PR #591, opened 2022-04-15
Allow setting CheckCertificateRevocation for encrypted connections

### LINKED ISSUE #492: Connect when CRL is missing in server certificate
Hi,

I am trying to use TLS when connecting to a local nats server. I am by no means an expert in TLS and just try to google my way to something working, so apologies if I have made some obvious mistake or misunderstood how it should be done. 

I have used the steps here https://docs.nats.io/nats-server/configuration/securing_nats/tls#creating-self-signed-certificates-for-testing to generate a certificate using mkcert and it is working fine using a browser.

□ □ □ □ □ □ □

■ Goal of the exercise
Extract the lines above, from the first one through the one containing "I am trying", and return only those, unchanged.

■ Task result
PR #591, opened 2022-04-15
Allow setting CheckCertificateRevocation for encrypted connections

### LINKED ISSUE #492: Connect when CRL is missing in server certificate
Hi,

I am trying to use TLS when connecting to a local nats server. I am by no means an expert in TLS and just try to google my way to something working, so apologies if I have made some obvious mistake or misunderstood how it should be done. 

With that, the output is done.